I was investigating the possibility of making the Sun a bit more silent this weekend. In an act of unimaginable stupidity I accidentally pulled the wrong drive out of the RAID. Since I was running RAID5 I kind of assumed I would spend the day waiting for a parity check to finish before my system would be back online again but I was so terribly wrong. I’m using software RAID in OpenBSD, as my SCSI-controller apparently does not come with RAID support, and this is a feature which is not enabled in the supported kernel meaning I only have myself to blame.
Since I don’t own a VGA monitor I drove to work on Saturday evening in order to borrow a monitor so that I could investigate why the system didn’t come up. Instead of recalculating the parity the system refused to boot and waited for me to manually run fsck_ffs on the partitions residing on the RAID. I manually executed a parity recalculation and then ran fsck which found a ton of errors on both the partitions.

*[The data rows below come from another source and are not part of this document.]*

PR #33, opened 2015-01-21
Cindent

MatzeB:
Putting this up for an early review (and I also fear that I won't find the time to work on this any more in the next weeks). This imitates vims cindent mode without having any options. What it does do:
- Add a hook to reindent the current line on CTRL+F
- Add the = command to reindent a visual block
- If the previous line ended in { indent
- Lines starting with # or which just contain spaces (but are not newly created) are not indentet
- Lines beginning with } are indented like the line that contained the matching {
- Lines ending in : (labels, case labels) are indentet like the line with the opening { of the current block (this is usually 1 indentation level less)
- Comment rules: If the previous line begins with "/*" or " *" then let the current line begin with " *" (for newly created lines)

This already does a fairly good job in many situations but it lacks some things that vim can do:
- Indent if the previous line started with "if", "while", "do" (for the cases when no {} block was used)
- Indent when the previous line did not end in ;, { or }  -  for broken long lines
- Maybe add a mode to indent unclosed ( ) braces to the level where the brace opened.

### DIFF
--- a/Makefile
+++ b/Makefile
@@ -1,6 +1,6 @@
 include config.mk
 
-SRC = editor.c window.c text.c text-motions.c text-objects.c register.c buffer.c ring-buffer.c
+SRC = editor.c window.c text.c text-motions.c text-objects.c register.c buffer.c ring-buffer.c indent.c
 HDR := ${SRC:.c=.h} macro.h syntax.h util.h config.def.h
 SRC += vis.c
 OBJ = ${SRC:.c=.o}
--- a/config.def.h
+++ b/config.def.h
@@ -557,6 +557,7 @@ static KeyBinding vis_mode_insert[] = {
 	{ { CONTROL('X'), CONTROL('Y') }, wslide,       { .i = +1                } },
 	{ { NONE('\t')              }, insert_tab,      { NULL                   } },
 	{ { KEY(END)                }, movement,        { .i = MOVE_LINE_END     } },
+	{ { CONTROL('F'),           }, reindent_line,   { NULL                   } },
 	{ /* empty last element, array terminator */                               },
 };
 
--- a/config.def.h
+++ b/config.def.h
@@ -218,6 +218,7 @@ static KeyBinding vis_operators[] = {
 	{ { NONE('p')               }, put,           { .i = +1              } },
 	{ { NONE('P')               }, put,           { .i = -1              } },
 	{ { NONE('>')               }, operator,      { .i = OP_SHIFT_RIGHT  } },
+	{ { NONE('=')               }, operator,      { .i = OP_REINDENT     } },
 	{ { NONE('<')               }, operator,      { .i = OP_SHIFT_LEFT   } },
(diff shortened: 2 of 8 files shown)


matiaslina:
> Putting this up for an early review

will try it :) use cindent every day.

I don't think that `text_bracket_match_`  on  text-motions.c it's a good name for that function. Maybe you can change it for something more explicit, like `text_bracket_match_find`. (just an opinion)

> (and I also fear that I won't find the time to work on this any more in the next weeks). 

If you have some problems just tell, I can work on it on my free time. ;)

martanne:
I'm currently also busy with upcoming exams, thus a few comments regarding the implementation just from looking at the diff.

While I personally agree that tabs should be used for indention purposes, simply inserting a `\t` character breaks the expand tab functionality and therefore files which use spaces. See also the `expand_tab` function from vis.c.

`op_reindent` probably won't work correctly as is. The problem is that once you modify lines by adding indention you "invalidate" the range passed through `OperatorContext`. The end of range is now off by the amount of bytes you inserted for indention purposes. This is why the shifting operators work backwards i.e. they start at the end of the range and work towards the start which remains constant and isn't modified by the insertions in between. The same technique is probably not applicable here, since code should be indented based on the preceding context.

I don't like the introduction of `text_bracket_match_`, if I'm not mistaken it should be possible to achieve what you want with something like:

    Filerange block = text_object_curly_bracket(txt, pos);
    if (text_range_valid(&block))
       /* do something based on block.start */

Instead of testing for individual characters one could probably use  `text_find_char_{next,prev}`  (yes these are terribly misnamed). They should be changed to accept a NUL terminated string. Furthermore new versions which stop once a line break (`\r` or `\n`) is encountered should be introduced. These could then be used to check whether lines start with if/while/do etc:

    size_t begin = text_line_begin(text, pos);
    size_t match = text_line_string_next(text, begin, "while");
    if (match == text_line_start(text, begin))
        /* do something */

In order to detect case labels line based regex are probably necessary, not sure about the performance consequences.

On a more general level I'm not sure whether implementing the reindention operator internally in the editor is such a good idea. Piping the relevant text through an external program is also worth considering.

rychipman:
I would second Marc's aversion to making this a part of editor core functionality. This kind of functionality is undeniably useful and ubiquitous across editors, but merging it into the editor core is how feature bloat happens.

In my opinion, the lean, well-organized codebase (as well as the scrutiny and conservatism with which pull requests & feature requests are handled) is vis' killer feature. I would much rather all of these sorts of features be added as 'plugin-style' external programs using an rpc api.

sshbio:
So let's write some `cindent.lua` (and perhaps `lispindent.lua`) instead?

mcepl:
@MatzeB would it be possible to rebase this PR on the top of the current master, please? I would love to merge this into my fork https://git.sr.ht/~mcepl/vis , but this is too complicated for me to do it right. Thank you.

PR #37, opened 2015-03-30
[WIP] Add additional key mappings for window switching (^w+h, ^w+l, ^w^h, ^w^l)

twe4ked:
I can't actually get the `^w^h` mapping to work, all the others I added work fine and I can't see anything obvious in `config.def.h` that might be conflicting. I've never written any C before so unfortunately I'm not sure where to go from here to work it out. There doesn't seem to be any horizontal/vertical window movement at the moment so I just used the next/prev to match the j/k movements.

Love the premise of this project. Keep it up :)


twe4ked:
Did the `^w^h` mapping work for you? I marked it as WIP because I didn't know what was going on and I wanted feedback. :)

martanne:
No it didn't work. The short answer is that terminal input is a mess,  `^h` gets translated to backspace. Should be fixed by d95f7600.

twe4ked:
Ah of course. I've pushed a few small feature to branches on [my fork](https://github.com/twe4ked/vis), are you interested in more noob PRs? I'm just doing it for fun, your code is so easy to read.

martanne:
Thanks! In general I'm always interested in what other people do with the code. A few lines motivating the changes are always nice. As an example, what is your use case for the `cquit` command? I assume you use the editor in something like `vis file && $CMD`?

I don't think displaying the syntax in the status bar is really useful, it probably only wastes space. However what seems useful is that `:set syntax` would display the currently used syntax definition (if any) or else a list of known names.

A version flag will be provided once there is an official release.

twe4ked:
> As an example, what is your use case for the cquit command?

I generally use it in Vim to abort a Git commit.

> I don't think displaying the syntax in the status bar is really useful

Fair enough. Your suggestion sounds good.

> A version flag will be provided once there is an official release.

Makes sense. I thought it would be a few line change but ended up running into problems.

To top it all off this was the day before my weekly tape backup was to be run. When I finally was able to boot the system it turned out it had killed so many files on /var that it was pretty much useless. I decided to recover the entire tape from last week as I had no idea how far the problems had spread. The posts from last week were recreated by copy pasting from planets where I’m aggregated but I lost the comments, drafts and a couple of other things.
My plan now is to switch to the concatenated disk driver and solely rely on tape for backups. ccd is officially supported by OpenBSD so I assume it doesn’t have as many hidden problems.
The lesson I’ve learned this weekend is to always run the tape backup before messing with the drives. Stupid me!